Manwë because he was the ruler of the Undying Lands. Some may say that Melkor. But the Silmarillion says that Melkor's power was more diluted as he sent more and more orcs, dragons, and other various evil creatures, and as a result his power was diminished until he was finally vanquished.

-Flame


----------



## Lord Aragorn (Sep 19, 2002)

Manwe. He knew most of the mind of Illuvatar, and kept most true to his vision of ME. And he had considerable power.


----------



## YayGollum (Sep 19, 2002)

Definitely Aule. 
Here's a quote (sorry I don't know how to make it look like one): "Of the fabric of the Earth had Aule thought, to whom Iluvatar had given skill and knowledge scarce less than Melkor" 
To me, that means that Aule should have been in charge, but oh well. Manwe was more of a teacher's pet. A nice looking figurehead. I've always equated Aule to Hephaestus (ugliest of the Greek gods). Whoops! 
What powers does it say that Manwe has besides messing around with air and wind and stuff, and being able to see really far (and only when his wife is with him)? Well, he's also the Mouth of Iluvatar.  oh well. 
Melkor would be my next choice. If only he had a buddy at the beginning. Here's another quote: "But being alone he had begun to conceive thoughts of his own unlike his brethren." So sad! Poor Melkor! If only Radagast or somebody showed up and said, "Hey, dude. Let's sing about Fastitocalon or something!"  
sorry. I probably ranted. Whoops! Yay Aule and Melkor!


----------



## LúthienTinúviel (Sep 19, 2002)

Melkor was only numbered among the Valar at the Beginning, during the Ainulindalë. 

Tolkien, at the beginning of the Valaquenta, rejects Melkor as a Vala:


> Melkor is counted no longer among the Valar, and his name is not spoken upon Earth.



If you want to include him, then he takes the biscuit because of this:



> Then Ilúvatar spoke, and he said: 'Mighty are the Ainur, and mightiest among them is Melkor...


~_Silmarillion_ - Ainulindalë

YayGollum - as far as your quote about the might of Aulë - I believe what Tolkien meant was that in the skill of crafts and making things, Aulë was scarce less in might than Melkor - but there were many other gifts given Melkor which surpassed the skills of Aulë, though he was great among the Aratar as well. 



> Manwë and Melkor were brethren in the thought of Ilúvatar. The mightiest of those Ainur who came into the World was in his beginning Melkor; but Manwë is dearest to Ilúvatar and understands most clearly his purposes. He was appointed to be, in the fullness of time, the first of all Kings: lord of the realm of Arda and ruler of all that dwell therein.


 ~_Silmarillion_ - Valaquenta

So Manwë is the greatest in might after Melkor, who technically doesn't count.
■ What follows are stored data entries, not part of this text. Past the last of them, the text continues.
Issue #1213, opened 2019-09-19
Reject subgraphs with invalid @derivedFrom fields


lutter:
Graph CLI, since [this commit](https://github.com/graphprotocol/graph-cli/commit/d1d5ee3480) disallows a number of errors around the `@derivedFrom` annotation. It is still possible to deploy such subgraphs to `graph-node`, e.g., by using an older version of `graph-cli`. The issues that `graph-cli` flags will become serious issues with the relational schema, and `graph-node` should reject new deployments of subgraphs with these problems

PR #1247, opened 2019-09-28
graph: Validate @derivedFrom directives on subgraph schemas

lutter:
These validations follow the corresponding validations in graph-cli, and make sure users do not deploy invalid subgraphs, e.g., because they have not updated their subgraph or graph-cli

Fixes https://github.com/graphprotocol/graph-node/issues/1213

### DIFF
--- a/graph/src/data/graphql/validation.rs
+++ b/graph/src/data/graphql/validation.rs
@@ -1,6 +1,7 @@
 use crate::prelude::Fail;
 use graphql_parser::schema::*;
 use serde::{Deserialize, Serialize};
+use std::collections::HashMap;
 use std::fmt;
 
 #[derive(Clone, Debug, PartialEq, Eq, Serialize, Deserialize)]
@@ -27,11 +28,17 @@ pub enum SchemaValidationError {
         _0, _1, _2
     )]
     CannotImplement(String, String, Strings), // (type, interface, missing_fields)
+    #[fail(
+        display = "Field `{}` in type `{}` has invalid @derivedFrom: {}",
+        _1, _0, _2
+    )]
+    DerivedFromInvalid(String, String, String), // (type, field, reason)
 }
 
 /// Validates whether a GraphQL schema is compatible with The Graph.
 pub(crate) fn validate_schema(schema: &Document) -> Result<(), SchemaValidationError> {
-    validate_schema_types(schema)
+    validate_schema_types(schema)?;
+    validate_derived_from(schema)
 }
 
 /// Validates whether all object types in the schema are declared with an @entity directive.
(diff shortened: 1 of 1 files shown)


graph/src/data/graphql/validation.rs
```diff
@@ -93,10 +100,199 @@ pub fn get_object_type_definitions(schema: &Document) -> Vec<&ObjectType> {
...
+            reason.to_owned(),
+        )
+    }
+
+    let type_definitions = get_object_type_definitions(schema);
+    let object_and_interface_type_fields = get_object_and_interface_type_fields(schema);
+
+    // Iterate over all derived fields in all entity types; include the
+    // `field` argument of @derivedFrom directive
+    for (object_type, field, target_field) in type_definitions
```
Jannis: We should probably move the schema validation code into the `graph-graphql` crate. Like you already mentioned, a number of helpers have already been added there but can't be used. This is another: `graph_graphql::schema::ast::get_derived_from_directive` and `graph_graphql::schema::ast::get_derived_from_field` already exist there.

Jannis: We don't have to do it now though.

graph/src/data/graphql/validation.rs
```diff
@@ -93,10 +100,199 @@ pub fn get_object_type_definitions(schema: &Document) -> Vec<&ObjectType> {
...
+        .clone()
+        .iter()
+        .map(|object_type| {
+            object_type
+                .fields
+                .iter()
+                .map(move |field| (object_type, field))
+        })
+        .flatten()
```
Jannis: The above `map` and `flatten` could be combined with `flat_map`.

graph/src/data/graphql/validation.rs
```diff
@@ -93,10 +100,199 @@ pub fn get_object_type_definitions(schema: &Document) -> Vec<&ObjectType> {
...
+        .filter_map(|(object_type, field)| {
```
Jannis: The `if let Some` logic here could be simplified a little by using `map`:
```rust
...
    .filter_map(|(object_type, field)| {
        field
            .directives
            .iter()
            .find(|directive| directive.name == "derivedFrom")
            .map(|directive| {
                (
                    object_type,
                    field,
                    directive
                        .arguments
                        .iter()
                        .find(|(name, _)| name == "field")
                        .map(|(_, value)| (object_type, field, target_field))
                )
            })
    })
```

graph/src/data/graphql/validation.rs
Jannis: The alternative would be to make the `graph_graphql` crate unaware of an Graph-specific data structures and make it a dependency of `graph`.

graph/src/data/graphql/validation.rs
```diff
@@ -93,10 +100,199 @@ pub fn get_object_type_definitions(schema: &Document) -> Vec<&ObjectType> {
...
+
+        // Check that the type we are deriving from exists
+        let target_type_name = get_base_type(&field.field_type);
+        let target_fields = object_and_interface_type_fields
+            .get(target_type_name)
+            .ok_or_else(|| {
+                invalid(
+                    object_type,
+                    &field.name,
+                    "the type of the field must be an existing entity type",
```
Jannis: I'd change this to `entity or interface type`.

graph/src/data/graphql/validation.rs
```diff
@@ -93,10 +100,199 @@ pub fn get_object_type_definitions(schema: &Document) -> Vec<&ObjectType> {
...
+            .iter()
+            .find(|field| &field.name == target_field)
+            .ok_or_else(|| {
+                let msg = format!(
+                    "field `{}` does not exist on type `{}`",
+                    target_field, target_type_name
+                );
+                invalid(object_type, &field.name, &msg)
+            })?;
+        // The field we are deriving from has to point back to us; as an
```
Jannis: Nit: add an empty line above.

graph/src/data/graphql/validation.rs
lutter: I agree that that would be good to do, but I also do not want to do that as part of this PR which just builds on what's there already. I opened #1265 to track that.

lutter:
Addressed review comments and rebased to latest master.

Next in the foodchain comes Ulmo:



> Ulmo is the Lord of Waters. He is alone. He dwells nowhere long, but moves as he will in all the deep waters about the Earth or under the Earth. He is next in might to Manwë


 ~_Silmarillion_ - Valaquenta

Then Aulë:


> Aulë has might little less than Ulmo.


 ~_Silmarillion_ - Valaquenta

Though of course I'm only speaking of Aratar. Where the female Valar figure in in comparison is something that interests me greatly, but also something of which I'm unsure of.


----------



## YayGollum (Sep 19, 2002)

Huh. You think it was only skill of craft and making things? oh well. I just noticed that it didn't specify that. Whoops! Does it mention anybody else having skill (in an unspecified subject, one that I assumed was in everything. Whoops!) or knowledge (in an unspecified area, one that I assumed was everything. Whoops) scarce less than Melkor (the best)? just wondering. 
Yes, I know that there were other skills Melkor had that were better than Aule's. Melkor was definitely the best. 
It never says that Manwe is next in might to Melkor. Just that they're brethren and that Eru really liked Manwe. oh well. 
Yeah, it does say that Manwe has more might than Ulmo, and that Ulmo has more might than Aule. That's the only hole in my theory that Aule is the best. 
Hey, what's the definition of might?  No, that wouldn't work. I think might just meant that since Manwe was in charge of the sky stuffs, he could watch out for his kingdom really well. Make storms and stuff. I don't know. Ulmo was next because water's all over the place, and he could get news from all over the place, too. I don't know. He gets to drown bad guys. Aule is third just because he was just in charge of making mountains, and valleys, and plains, and deserts, and stuff. oh well. Poor Aule. I still think he was the smartest and should have been in charge. *runs away* Woah! That was a big rant!


----------



## Nenya Evenstar (Sep 20, 2002)

In the beginning Melkor was the mightiest of the Ainur.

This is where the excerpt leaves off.